Question

How do you solve `\frac { 1} { n - 4} = \frac { 1} { n ^ { 2} - 6n + 8} + \frac { 5} { n - 4}`?

Answer 1

`n=7/4`

Explanation:

This prblem will get a little messy. but if we take it step-by-step, it shouldn't be too bad.

Starting with `1/(n-4)=1/(n^2-6n+8)+5/(n-4)`, my fisrt operation is to subtract `5/(n-4)` on both sides. That gives us `(-4)/n-4=1/(n^2-6n+8)`. If we factor `n^2-6n+8`, we get `1/((n-2)(n-4))`. That can be rewritten as `(-4)/(n-4)= 1/(n-2)*1/(n-4)`.

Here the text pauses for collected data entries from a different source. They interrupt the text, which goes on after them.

PR #409, opened 2026-05-29
Trino AuthZ: OPA deployment, Trino HTTPS + OPA enforcement, Superset impersonation

kathrynalpert:
### Product
N/A - Third slice of the Trino per-user AuthZ feature: **end-to-end data authZ via Superset.** Trino now enforces the policy from #402 against the user attributes published by #406, with Superset as the first client.

### Technical
**OPA infra**
- New `scout-opa` Helm chart (`helm/scout-opa/`) owns the Deployment + Service + policy ConfigMap shape — matches the chart-driven pattern every other Scout component uses and keeps the deployment declarative for future GitOps. The `opa` role sources `policy/trino/main.rego`, renders the static data document (`hidden_tables`, `view_owner_principals`, `attribute_filters`, `masked_columns`) and the bundle plugin config from inventory, hashes the bundle-reader credentials, and helm-upgrades. `persist: true` writes the last good bundle to a pod-local emptyDir; `roots: ["users"]` scopes the atomic swap to `data.users` so the static document isn't replaced on every pull. Readiness gate on first bundle load.
- MinIO: `opa-bundles` bucket with versioning enabled (rollback on a bad publish); `opa-bundle-writer` and `opa-bundle-reader` service accounts + scoped IAM policies (writer can only PUT the one object, reader can only GET it).
- `scout_common`: `opa_namespace`, bundle poll-interval defaults; `cluster_issuer_setup` task bootstraps the Scout internal CA via cert-manager (SelfSigned bootstrap → CA Certificate → CA ClusterIssuer).

**Trino**
- HTTPS listener via cert-manager-issued cert from the new internal CA; HTTP listener retained for in-cluster probes (chart limitation, not a misconfiguration).
- OPA access-control plugin wired to `http://opa-trino.scout-analytics:8181`.
- JWT-only authentication: validates `aud=trino` against the Keycloak JWKS, per ADR 0022. User JWTs flow from Jupyter (later slice), service-account JWTs from Superset (this slice) and Voila (later slice). The PASSWORD authenticator that upstream `tuannvm/mcp-trino` needs ships with the MCP slice, not here — PR3 has no MCP consumer to feed.
- Split deployment playbook from superset to acknowledge broader Trino role.

**Superset (first impersonating client)**
- `superset_trino_auth.py`: a `DB_CONNECTION_MUTATOR` that mints a `superset_svc` client-credentials token from Keycloak, caches it process-locally until ~80% of its lifetime has elapsed, then refreshes. The logged-in Superset user is impersonated via `X-Trino-User`. OPA's impersonation rule permits `superset_svc → any user`; the actual data-access decision uses the impersonated user's Keycloak attributes.

**Observability**
- Grafana `opa-decisions` dashboard: allow/deny rate, bundle revision (extracted via a regex query, not a full JSON parse, so it's cheap), per-table decision latency.

**Tests** (smoke-test wiring)
- `tests/data-authorization/seed/*` — a one-shot Job in `scout-data` that reuses the hl7-transformer image (PySpark + Delta + Hive client) to write 6 synthetic rows to `delta.default.test_reports`.
- `tests/data-authorization/authz-tests/*` — a one-shot Job in `scout-analytics` (alpine/curl + jq + bash) that walks 8 scenarios against the live stack: Keycloak admin API → SPI → MinIO bundle → OPA pull → Trino JWT + X-Trino-User → expected row count / masked column / 403.
- CI wiring uses `kubectl create configmap --from-file` (no escape-interpretation pitfalls) and `yq` for the in-place image/warehouse-dir substitution in the seed Job manifest. `wait-for-job.sh` races complete/failed so a Failed Job returns immediately instead of stalling until the per-condition timeout.

Design rationale in ADRs 0020–0023, see #402.

## Type of change
- [x] New feature
- [ ] Improvement
- [ ] Bug fix
- [ ] Documentation update
- [x] Test update

##### Authorization
First PR where OPA is consulted on every Trino query. Default-deny via the `approved_groups` gate (must be a member of `scout-user` or `scout-admin` — gate is hardcoded in `policy/trino/main.rego`); attribute-driven row filters and column masks per the user's Keycloak attributes (PR #406); hidden-table baseline blocks the cross-facility patient-mapping table. Empty/missing attributes deny rows and mask PHI rather than expose. Fail paths exercised in scenario 4 (unset → `1=0`) and scenario 8 (`enabled=false` → all-deny).

##### Appsec
- Trino HTTPS uses the Scout internal CA (cert-manager-issued); the HTTP listener is retained only for probes (in-cluster, not ingress-exposed).
- Superset's service-principal token is cached **process-locally** (one per Superset worker), with refresh at 80% lifetime; the cache is never written to disk and dies with the worker. No cross-tenant token leakage path.
- Test runner verifies Trino TLS via the cert-manager-issued `trino-tls` CA mounted from a Secret (no `curl -k` fallback in the happy path).

### Performance
- OPA bundle poll: 5–15s (configurable via `opa_bundle_min_delay_seconds` / `opa_bundle_max_delay_seconds`), comfortably under the propagation budget in ADR 0021.
- OPA decision latency is per-query, in-process — the policy is small (one `allow` + four data lookups). Dashboard shows p99 in the single-digit-millisecond range.
- `opa_replicas: 1` in CI for test determinism (multi-replica polling lag confuses scenario assertions); production stays at the role default of 2 for availability.

### Data
- The seed Job writes to `delta.default.test_reports`, a synthetic table that lives only in CI. Production deployments are unaffected; `test_reports` is added to `trino_filtered_tables` only in the CI inventory.

### Backward compatibility
- Trino now requires JWT + HTTPS on the client path; the HTTP listener stays up only for internal worker→coordinator comms and the unauthenticated `/v1/info` probe.
- **Existing clients break in transit**: Voila and MCP (still pointed at `http://trino:8080`, no JWT) get 401 "Authentication over HTTP is not enabled" on every query; Jupyter is blocked at the NetworkPolicy layer (egress only opens port 8080, not 8443). Each consumer's own slice repoints to HTTPS + adds JWT auth — Voila/Jupyter via service-principal client_credentials, MCP via the PASSWORD authenticator. Smoke-test still passes because no scenario exercises a Voila/Jupyter/MCP→Trino query; the data-authorization Job goes through Superset, which is updated in this PR.
- New required inventory secrets: `s3_opa_bundle_reader_secret`, `trino_internal_shared_secret`. Realm template already references the matching Keycloak entries from #406.

## Testing
- 8-scenario integration suite (`tests/data-authorization/authz-tests/run.sh`) runs in CI's smoke-test job and exercises the full Keycloak → SPI → MinIO → OPA → Trino path with a real JWT.
- `opa test policy/` (added in PR #402) continues to enforce policy correctness independent of the deployed stack.
- Once everything is merged onto the `trino-rbac` branch, I'll test as a bolus before merging to `main`.

## Note for reviewers
**Voila / Jupyter / MCP are broken-downstream on this PR** — their HTTPS+auth migrations are separate slices.

**Deferred to later slices**: dropping `pyspark-notebook` ships with the Voila PR (where Voila adopts the shared image); the Trino PASSWORD authenticator + bcrypt `password.db` ships with the MCP PR (where the upstream `tuannvm/mcp-trino` consumer arrives).

Design rationale and the broader picture are in ADRs 0020–0023, see #402.

## Checklist


ansible/roles/opa/tasks/deploy.yaml
```diff
@@ -0,0 +1,130 @@
...
+# inventory, hash the bundle-reader credentials, and hand the resulting
+# values to helm upgrade. Per-user attribute data is layered on top by
+# OPA's bundle plugin (ADR 0021): the Keycloak SPI listener publishes a
+# bundle to MinIO; OPA polls and atomically swaps the `data.users` subtree.
+
+- name: Resolve OPA policy path on disk
+  ansible.builtin.set_fact:
+    # policy/trino/ at repo root. Relative from this role:
+    #   ansible/roles/opa/tasks → ../../../../policy/trino
+    opa_policy_path: '{{ role_path }}/../../../policy/trino/main.rego'
```
johnflavin: Nit: Using `{{ scout_repo_path }}` seems easier than traversing from the role dir.

ansible/roles/scout_common/defaults/main.yaml
```diff
@@ -236,8 +251,6 @@ keycloak_subdomain: keycloak
 enable_chat: false
 enable_playbooks: false
 
-# Reserve GPU nodes for workloads that either need GPU hardware (Ollama,
-# Jupyter singleuser) or are cluster-wide storage layers that span every
```
johnflavin, line 240: Nit: I think this comment got removed accidentally.

ansible/roles/scout_common/tasks/cluster_issuer_setup.yaml
```diff
@@ -0,0 +1,78 @@
...
+#
+# Idempotent; can be called from multiple roles. The Certificate has a long
+# duration (10y) and renews 1y before expiry, so re-deploys don't churn it.
+
+- name: Create Scout SelfSigned bootstrap ClusterIssuer
+  delegate_to: localhost
+  kubernetes.core.k8s:
+    state: present
+    kubeconfig: '{{ local_kubeconfig_yaml }}'
+    definition:
```
johnflavin, line 18: Nit: This task (and others added in this file) don't need to be delegated

ansible/roles/trino/defaults/main.yaml
```diff
@@ -7,6 +7,18 @@ trino_helm_repo_name: trino
...
 
+# Trino AuthZ / TLS / OPA configuration (ADR 0020 authorization, ADR 0022 auth).
+# JWT auth requires TLS — Trino terminates HTTPS directly using a cert from
+# the Scout internal CA (cert-manager); the chart's HTTP listener is disabled.
+# The user-facing Service port (`trino_https_port`) is defined in
+# scout_common/defaults/main.yaml so consumer roles can reference it without
+# loading the trino role.
+trino_keystore_password: trinokeystorepass # protects the in-pod keystore; not a network secret
+
+trino_keycloak_jwks_url: 'http://keycloak-service.{{ keycloak_namespace }}:8080/realms/{{ keycloak_realm_name }}/protocol/openid-connect/certs'
```
johnflavin: Nit: This should be built from `{{ keycloak_internal_url }}`

ansible/roles/trino/tasks/deploy.yaml
```diff
@@ -39,6 +39,58 @@
...
+    name: scout_common
+    tasks_from: cluster_issuer_setup
+  when: not aws_deployment
+
+- name: Create Trino AuthZ env Secret (keystore password + internal shared secret)
+  delegate_to: localhost
+  no_log: true
+  kubernetes.core.k8s:
+    state: present
+    kubeconfig: '{{ local_kubeconfig_yaml }}'
```
johnflavin: Nit: I don't _think_ the tasks added to this file need to delegate

ansible/roles/opa/defaults/main.yaml
```diff
@@ -0,0 +1,120 @@
+---
+# OPA role defaults
+#
+# OPA enforces Trino's access-control policy (see policy/trino/main.rego).
+# Deployed as a Deployment + Service in the same namespace as Trino so the
+# query path stays in-cluster (and so a single NetworkPolicy on OPA can
+# allow only the Trino coordinator).
```
johnflavin: It does not appear that there is a network policy defined in the OPA chart. Is that ok, or was that missed?

johnflavin (approved):
Mostly nits and one question.

ansible/roles/opa/defaults/main.yaml
kathrynalpert: Great catch, it was missed. Added it and some tests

My next step is to divide both sides by `1/(n-4)`. Here's where things get ugly: `((-4)/(n-4))/(1/(n-4))`, or `(-4)/cancel(n-4)*cancel(n-4)/1`. This leaves us with `-4=1/(n-2)`.

From here, we just multiply both sides by `n-2`, giving us `-4n+8=1`. Subtracting `8` both sides gives us `-4n=-7`. We just divide `-4` on both sides, and `n=7/4`.